#### Dataset records ####
PR #1265, opened 2018-11-01
Add scanned value & bytes statistics.

benbjohnson:

This pull request adds `CursorStats` to the cursors, cursor iterator, and bubbles up to the `ResultSet`.

_What was the problem?_

We need to know how many values and how many uncompressed bytes are scanned by query.

_What was the solution?_

Maintain counts of values/bytes at the cursor level and aggregate up to the `ResultSet`.

Requires https://github.com/influxdata/flux/pull/230

  - [x] Rebased/mergeable
  - [x] Tests pass


query/bridges.go
```diff
@@ -32,8 +34,29 @@ func (b ProxyQueryServiceBridge) Query(ctx context.Context, w io.Writer, req *Pr
...
+
+	if w, ok := w.(http.ResponseWriter); ok {
+		if hasStats {
+			data, _ := json.Marshal(stats.Statistics())
+			w.Header().Set("Influx-Query-Statistics", string(data))
+		}
+	}
+
+	return n, nil
 }
```
benbjohnson: @nathanielc @aanthony1243 This function is pretty ugly because I have to type assert `w.(http.ResponseWriter)`. I would like to set the statistics trailer in caller, `http.FluxHandler` (https://github.com/influxdata/platform/blob/master/http/query_handler.go#L93) but I don't have access to the `flux.ResultIterator`.

Is the `ProxyQueryServiceBridge` necessary? The current implementation is only 4 lines (https://github.com/influxdata/platform/blob/master/query/bridges.go#L24-L37) and it seems like we could move those lines directly into the `http.FluxHandler`.

nathanielc: The problem is that the FluxHandler.ProxyQueryService  is not always a ProxyQueryServiceBridge implementation. 

I agree that these changes are ugly ;), we need to figure out a better way of dealing with this. 

Where are the stats getting lost? Its not clear to me where you are trying to propogate the stats to. Are you trying to get them to be returned to the end user client? I am missing some of the bigger picture here.

benbjohnson:
Per discussion with @nathanielc, keeping this PR open until `ProxyQueryServiceBridge` refactor is done to remove it from the `FluxHandler`.

PR #1266, opened 2018-11-01
open tracing context handling for tasks and for HTTP endpoints for tasks and query

docmerlin:
This adds open tracing for http endpoints for tasks and query.  Originally it was just my intent to add it for tasks, but then I realized it would be useful for query too, as both will often be behind backend software for a lot of people.

WIP

### DIFF
--- a/cmd/influxd/main.go
+++ b/cmd/influxd/main.go
@@ -3,6 +3,8 @@ package main
 import (
 	"context"
 	"fmt"
+	"github.com/influxdata/platform/snowflake"
+	"github.com/opentracing/opentracing-go"
 	nethttp "net/http"
 	_ "net/http/pprof"
 	"os"
@@ -33,6 +35,7 @@ import (
 	taskexecutor "github.com/influxdata/platform/task/backend/executor"
 	_ "github.com/influxdata/platform/tsdb/tsi1"
 	_ "github.com/influxdata/platform/tsdb/tsm1"
+	pzap "github.com/influxdata/platform/zap"
 	"github.com/prometheus/client_golang/prometheus"
 	"go.uber.org/zap"
 	"go.uber.org/zap/zapcore"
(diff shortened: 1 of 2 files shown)


cmd/influxd/main.go
```diff
@@ -152,7 +155,10 @@ func run() error {
 		return err
 	}
 	defer logger.Sync()
-
+	tracer := new(pzap.Tracer)
+	tracer.Logger = logger
+	tracer.IDGenerator = snowflake.NewIDGenerator()
+	opentracing.SetGlobalTracer(tracer)
```
goller: what do you think of a newline here to let tracing and prom look logically separate?

http/query_handler.go
```diff
@@ -113,7 +113,7 @@ type postFluxASTResponse struct {
 // postFluxAST returns a flux AST for provided flux string
 func (h *FluxHandler) postFluxAST(w http.ResponseWriter, r *http.Request) {
 	var request langRequest
-	ctx := r.Context()
+	ctx := pcontext.OpenTracingCtx(r, "post_query_flux_ast")
```
goller: Now that these are added to the API would you update swagger.yaml for each endpoint?

This means we support the header (`Zap-Trace-Span`) here:
https://github.com/influxdata/platform/blob/master/zap/tracer.go#L19
coming in.

goller:
```yaml
            - in: header
              name: Zap-Trace-Span
              description: HTTP open tracing trace id.
              schema:
                type: string
```

Something like this for all endpoints

http/query_handler.go
```diff
@@ -184,7 +184,7 @@ type suggestionsResponse struct {
 
 // getFluxSuggestions returns a list of available Flux functions for the Flux Builder
 func (h *FluxHandler) getFluxSuggestions(w http.ResponseWriter, r *http.Request) {
-	ctx := r.Context()
+	ctx := pcontext.OpenTracingCtx(r, "get_query_flux_suggestions")
```
goller: feels like rather than encoding the http verb into the span name perhaps the span can be marked up with the open tracing convention `http.method` and `http.url`

https://opentracing.io/specification/conventions/

If you follow the conventions there would be no need to put these in every handler function, but, rather, it could be done as a middleware.

cmd/influxd/main.go
docmerlin: Sounds good

PR #1268, opened 2018-11-01
generate initial influxQL test cases

jlapacik:
This PR adds influxql test cases to platform. These tests are similar to the csv tests. Test cases are defined in `query/functions/random`. Each test case consists of 3 separate files. They are:

1. [name].influxql - file containing an influxql query
2. [name].in.json - InfluxQL json file specifying the input data (only a single result allowed)
3. [name].out.json - InfluxQL json file specifying the output results

  - [x] Rebased/mergeable
  - [x] Tests pass


jlapacik:
The following test queries that are added in this PR are failing:

* `SELECT count("n") FROM "ctr" WHERE time >= 0m AND time <= 210m`
* `SELECT count("n") FROM "ctr" WHERE time >= 210m AND time <= 630m`

due to this issue #1278 .

PR #1275, opened 2018-11-02
feat(http): add plan endpoint to analyze queries

goller:
Add /api/v2/query/plan endpoint to analyze queries and return spec, logical and physical plan.

_What was the solution?_
Update the docs for other analyzers.
Generate logical and physical plans for a query.

  - [x] Rebased/mergeable
  - [x] Tests pass


goller:
@nathanielc Here is the latest in exposing analysis functions of queries.  The logical and physical planners are constructed without any extra options... should there be?

http/query_handler.go
```diff
@@ -168,6 +170,99 @@ func (h *FluxHandler) postFluxSpec(w http.ResponseWriter, r *http.Request) {
...
+}
+
+func decodePostPlanRequest(ctx context.Context, r *http.Request) (*postPlanRequest, error) {
+	req := &postPlanRequest{}
+	err := json.NewDecoder(r.Body).Decode(req)
+	if err != nil {
+		return nil, errors.MalformedDataf("invalid json: %v", err)
+	}
+
+	if req.Query == "" && req.Spec == nil {
```
jademcgough: One pattern I've seen used elsewhere in the codebase is to put this validation logic in a function, like `func (request *postPlanRequest) Valid() error`

http/query_handler.go
```diff
@@ -168,6 +170,103 @@ func (h *FluxHandler) postFluxSpec(w http.ResponseWriter, r *http.Request) {
...
+// postFluxPlan returns a flux plan for provided flux string
+func (h *FluxHandler) postFluxPlan(w http.ResponseWriter, r *http.Request) {
+	ctx := r.Context()
+	req, err := decodePostPlanRequest(ctx, r)
+	if err != nil {
+		EncodeError(ctx, err, w)
+		return
+	}
+
+	var spec *flux.Spec = req.Spec
```
mark-rushakoff: Looks like this doesn't get assigned req.Spec.

http/query_handler.go
```diff
@@ -168,6 +170,103 @@ func (h *FluxHandler) postFluxSpec(w http.ResponseWriter, r *http.Request) {
...
 
+type fluxPlan struct {
+	Roots     []plan.PlanNode         `json:"roots"`
+	Resources flux.ResourceManagement `json:"resources"`
+	Now       time.Time               `json:"now"`
+}
+
+func newFluxPlan(p *plan.PlanSpec) *fluxPlan {
+	res := &fluxPlan{
+		Roots:     []plan.PlanNode{},
```
mark-rushakoff: This could be `make([]plan.PlanNode, len(p.Roots))` to ease up the GC ever so slightly.

http/query_handler.go
goller: @mark-rushakoff this is assigned here:
https://github.com/influxdata/platform/pull/1275/files#diff-83d50194a0d56fc3123d19ec0d0ec577R251

http/query_handler.go
goller: Fixed in #1280

nathanielc:
In general I like this idea, we need some kind of "explain" equivalent. This current implementation is to restrictive of our planner implementation. Since the planners internal structures are being directly exposed this means we will not be able to easy make updates to the planner.

We should make an explicit design around how we want to expose an "explain" like feature.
####
■ **Work instructions**: Copy out each line in the preceding records that contains "decodePostPlanRequest".

■ **Answer to the problem**:
+func decodePostPlanRequest(ctx context.Context, r *http.Request) (*postPlanRequest, error) {
+	req, err := decodePostPlanRequest(ctx, r)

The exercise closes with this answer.